What you guys think about this concept, please share our reviews with me.
Thank you,
======
otras
You may be missing what the other commenters are pointing out, so I'll try to
be a little more explicit. The website you're pitching is very similar to
Hacker News.

 _> a website where anybody can share contents related to startup and
entrepreneurial circle_

Hacker News is often used to share content related to startups, and anyone can
share content.

 _> And people can mark those content as HELPFUL_

This is loosely matched by the up/down votes available here.

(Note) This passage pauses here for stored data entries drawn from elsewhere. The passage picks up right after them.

PR #1431, opened 2026-05-11
feat(DF-952): align designer with new map guidance

mokhld:
Bumps engine to ^4.11.3, switches the four location-field default instructions to the shared 4-step map pattern, and refreshes the location preview image.


.gstack/browse-startup-error.log
```diff
@@ -0,0 +1,21 @@
+2026-05-11T10:39:39.551Z launch: Executable doesn't exist at /Users/abusafiyyah/Library/Caches/ms-playwright/chromium_headless_shell-1208/chrome-headless-shell-mac-arm64/chrome-headless-shell
```
Scullyon: This supposed to be here?

mokhld: Ah, nope. Removing.

Scullyon (approved):

davidjamesstone (commented):
I think that placeholder JPEG might need trimming/clipping to the grey border.

mokhld:
> I think that placeholder JPEG might need trimming/clipping to the grey border.

I initially did that. The background is white, so it doesn't necessarily look out of place, but I'll redo that.

mokhld:
> > I think that placeholder JPEG might need trimming/clipping to the grey border.
> 
> I initially did that. The background is white, so it doesn't necessarily look out of place, but I'll redo that.

That's been updated @davidjamesstone

davidjamesstone:
> > I think that placeholder JPEG might need trimming/clipping to the grey border.
> 
> I initially did that. The background is white, so it doesn't necessarily look out of place, but I'll redo that.

Thanks Mo. I remembered I had to clip it as it looked a little bit out of alignment :+1:

PR #1443, opened 2026-05-14
feat(DF-830): add paymentConditionalAmounts field to editor and tests

mokhld:
- Introduced paymentConditionalAmounts to the paymentFields array in base-settings-fields.js.
- Added tests to ensure paymentConditionalAmounts is correctly positioned and utilizes the custom template in base-settings-fields.test.js.


nayij (approved):
LGTM

PR #1449, opened 2026-05-18
404 on Responses Page

Scullyon:
Fixing issue with 'Page not found' on responses page when draft does not exist. This issue was caused by an attempt to build navigation from the draft version of the form which may not exist.

### DIFF
--- a/designer/server/src/lib/forms.js
+++ b/designer/server/src/lib/forms.js
@@ -125,6 +125,18 @@ export async function getLiveFormDefinition(id, token) {
 }
 
 /**
+ * Get form definition, preferring draft over live
+ * @param {FormMetadata} metadata
+ * @param {string} token
+ */
+export function getFormDefinition(metadata, token) {
+  if (metadata.draft) {
+    return getDraftFormDefinition(metadata.id, token)
+  }
+  return getLiveFormDefinition(metadata.id, token)
+}
+
+/**
  * Retrieves a form definition version from the form manager for a given id
  * @param {string} id - the id of the form
  * @param {number} versionNumber - the version of the form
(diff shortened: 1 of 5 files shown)


designer/server/src/lib/forms.js
```diff
@@ -124,6 +124,18 @@ export async function getLiveFormDefinition(id, token) {
...
+ * Get form definition, preferring draft over live
+ * @param {FormMetadata} metadata
+ * @param {string} token
+ */
+export function getFormDefinition(metadata, token) {
+  if (metadata.draft) {
+    return getDraftFormDefinition(metadata.id, token)
+  }
+  return getLiveFormDefinition(metadata.id, token)
+}
```
alexluckett: A bit dangerous, from the method signature alone it's unclear what will be returned. Might be a situation where someone accidentally uses a draft because the form happens to have one. 

a nicer approach is what we do in [forms-notify-listener](https://github.com/DEFRA/forms-notify-listener/blob/fff9594139ab48a9ca94e8152c13c121ac8804c8/src/lib/manager.js#L14) where we take `formStatus` in as a param which becomes: `getFormDefinition(metadata, token, FormStatus.Draft)` or `getFormDefinition(metadata, token, FormStatus.Live)`

Scullyon: We should have a library (not models) for this shared functionality stuff. As an aside, arguably the function you've linked to should ensure that `formStatus` is supplied via validation as it's not marked as an optional parameter in doc-comment.

Will update the method name for now as we already have two existing methods that get live or draft.

Scullyon: Have updated this.

davidjamesstone (approved):

PR #1455, opened 2026-05-19
fix/df-1104: Hides metric filter by default + handles seach text with spaces

jbarnsley10:
- Fix to handle metrics search text that may contain spaces
- Hides filter by default, unless it contains filter values

### DIFF
--- a/designer/server/src/routes/admin/form-metrics.js
+++ b/designer/server/src/routes/admin/form-metrics.js
@@ -8,7 +8,11 @@ import Joi from 'joi'
 import { mapUserForAudit } from '~/src/common/helpers/auth/user-helper.js'
 import { logger } from '~/src/common/helpers/logging/logger.js'
 import { buildAdminNavigation } from '~/src/common/nunjucks/context/build-navigation.js'
-import { getMetrics, regenerateMetrics } from '~/src/lib/metrics.js'
+import {
+  MetricsFilterFields,
+  getMetrics,
+  regenerateMetrics
+} from '~/src/lib/metrics.js'
 import { publishPlatformMetricsDownloadRequestedEvent } from '~/src/messaging/publish.js'
 import {
   getLiveMetricsAsCsv,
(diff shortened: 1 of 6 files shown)


designer/server/src/routes/admin/form-metrics.js
```diff
@@ -47,21 +47,24 @@ export function buildQueryFromPayload(payload) {
   }
 
   const params = new URLSearchParams()
-  if (payload.showFilter === 'N') {
-    params.set('showFilter', 'N')
-  }
   if (payload.searchText) {
-    params.set('searchText', encodeURI(payload.searchText))
+    params.set('searchText', encodeURI(payload.searchText.trim()))
+    params.set('showFilter', 'Y')
```
Scullyon: Minor point: there are a lot of magic strings all over the place. Would it be better to factor them out into a central location?

Scullyon (dismissed):
.

designer/server/src/routes/admin/form-metrics.js
```diff
@@ -47,21 +47,24 @@ export function buildQueryFromPayload(payload) {
   }
 
   const params = new URLSearchParams()
-  if (payload.showFilter === 'N') {
-    params.set('showFilter', 'N')
-  }
   if (payload.searchText) {
-    params.set('searchText', encodeURI(payload.searchText))
+    params.set('searchText', encodeURI(payload.searchText.trim()))
```
Scullyon: The `set` method already performs encoding. So this is double encoding params?

jbarnsley10: I had missed the fact I was double-encoding. Fixed now

designer/server/src/routes/admin/form-metrics.js
jbarnsley10: Changed

Scullyon (approved):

 _> Therefore what about an idea of centralised website where other users can
submit links of the articles or videos they found interesting and worth
sharing_

People submit such links on Hacker News.

I may be missing something, though. What would differentiate your site from
HN?

------
hluska
Maybe I don't understand, but I feel like you just pitched Hacker News on
Hacker News.

If this is a joke, I don't get it. If this isn't a joke, I honestly don't know
what to say.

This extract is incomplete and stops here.